> What the exercise asks: Only the final stretch of the data is wanted: reproduce the line containing "### LINKED ISSUE" and each line after it, exactly.

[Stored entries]
PR #1772, opened 2017-12-04
WiP feat: implement #1267 to improve API for imports

### LINKED ISSUE #1267: Feature request: Allow to flag in the model an import as static import
I'd be happy if the API would provide something like

	getFactory().Class().addStaticImport("fqdn.to.static.method");

# Use case
I'd like to generate unit tests by using Hamcrester matcher. I don't want to use either the AST to accomplish this but also don't want to use the full FQDN. A real usage would be

	addStatement(new CodeSnippert("assertThat(" + variableName + ", is(1))"));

> Reply to the exercise:
### LINKED ISSUE #1267: Feature request: Allow to flag in the model an import as static import
I'd be happy if the API would provide something like

	getFactory().Class().addStaticImport("fqdn.to.static.method");

# Use case
I'd like to generate unit tests by using Hamcrester matcher. I don't want to use either the AST to accomplish this but also don't want to use the full FQDN. A real usage would be

	addStatement(new CodeSnippert("assertThat(" + variableName + ", is(1))"));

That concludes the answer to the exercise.